### YOUR INSTRUCTIONS
Look below for the lines from the one with "PR #22114, opened 2023-07-31" to the one with "I will take", and copy exactly those lines, both ends included.

*** Opening of SOURCE MATERIAL ***

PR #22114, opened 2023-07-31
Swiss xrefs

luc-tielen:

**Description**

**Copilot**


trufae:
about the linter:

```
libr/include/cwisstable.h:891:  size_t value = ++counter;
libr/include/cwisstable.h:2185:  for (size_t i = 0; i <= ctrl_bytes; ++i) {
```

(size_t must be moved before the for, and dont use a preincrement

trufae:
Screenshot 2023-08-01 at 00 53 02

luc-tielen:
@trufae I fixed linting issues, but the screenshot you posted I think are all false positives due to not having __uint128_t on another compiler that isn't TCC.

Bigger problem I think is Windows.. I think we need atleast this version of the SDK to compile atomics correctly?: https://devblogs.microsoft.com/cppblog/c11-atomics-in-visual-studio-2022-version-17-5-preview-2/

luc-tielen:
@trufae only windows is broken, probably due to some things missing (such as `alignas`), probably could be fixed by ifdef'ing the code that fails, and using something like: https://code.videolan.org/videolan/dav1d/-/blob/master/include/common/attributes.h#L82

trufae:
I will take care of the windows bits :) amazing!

*** Close of SOURCE MATERIAL ***
*** Opening of SOURCE MATERIAL ***

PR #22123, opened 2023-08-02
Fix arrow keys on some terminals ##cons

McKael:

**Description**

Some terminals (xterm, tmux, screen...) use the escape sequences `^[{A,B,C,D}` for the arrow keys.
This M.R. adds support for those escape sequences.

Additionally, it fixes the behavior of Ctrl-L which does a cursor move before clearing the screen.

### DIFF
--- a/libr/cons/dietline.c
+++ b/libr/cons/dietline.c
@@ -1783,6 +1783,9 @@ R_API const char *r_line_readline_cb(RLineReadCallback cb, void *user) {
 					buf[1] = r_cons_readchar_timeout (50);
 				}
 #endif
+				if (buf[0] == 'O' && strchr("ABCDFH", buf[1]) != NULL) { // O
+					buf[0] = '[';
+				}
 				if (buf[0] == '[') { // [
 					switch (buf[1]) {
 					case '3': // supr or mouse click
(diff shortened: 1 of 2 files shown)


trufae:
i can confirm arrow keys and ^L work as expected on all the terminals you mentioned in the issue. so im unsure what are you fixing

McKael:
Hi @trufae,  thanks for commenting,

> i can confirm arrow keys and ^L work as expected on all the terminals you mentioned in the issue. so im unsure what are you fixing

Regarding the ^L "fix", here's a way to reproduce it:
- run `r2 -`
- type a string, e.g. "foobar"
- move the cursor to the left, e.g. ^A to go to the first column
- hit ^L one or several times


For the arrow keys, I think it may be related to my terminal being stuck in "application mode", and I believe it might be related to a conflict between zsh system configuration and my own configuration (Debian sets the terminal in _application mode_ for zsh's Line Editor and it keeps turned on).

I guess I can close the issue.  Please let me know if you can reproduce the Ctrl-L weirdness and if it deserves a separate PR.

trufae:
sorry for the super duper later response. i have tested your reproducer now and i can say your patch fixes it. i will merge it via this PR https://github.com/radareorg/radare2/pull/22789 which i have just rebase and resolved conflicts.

*** Close of SOURCE MATERIAL ***

### WRITTEN RESPONSE
PR #22114, opened 2023-07-31
Swiss xrefs

luc-tielen:

**Description**

**Copilot**


trufae:
about the linter:

```
libr/include/cwisstable.h:891:  size_t value = ++counter;
libr/include/cwisstable.h:2185:  for (size_t i = 0; i <= ctrl_bytes; ++i) {
```

(size_t must be moved before the for, and dont use a preincrement

trufae:
Screenshot 2023-08-01 at 00 53 02

luc-tielen:
@trufae I fixed linting issues, but the screenshot you posted I think are all false positives due to not having __uint128_t on another compiler that isn't TCC.

Bigger problem I think is Windows.. I think we need atleast this version of the SDK to compile atomics correctly?: https://devblogs.microsoft.com/cppblog/c11-atomics-in-visual-studio-2022-version-17-5-preview-2/

luc-tielen:
@trufae only windows is broken, probably due to some things missing (such as `alignas`), probably could be fixed by ifdef'ing the code that fails, and using something like: https://code.videolan.org/videolan/dav1d/-/blob/master/include/common/attributes.h#L82

trufae:
I will take care of the windows bits :) amazing!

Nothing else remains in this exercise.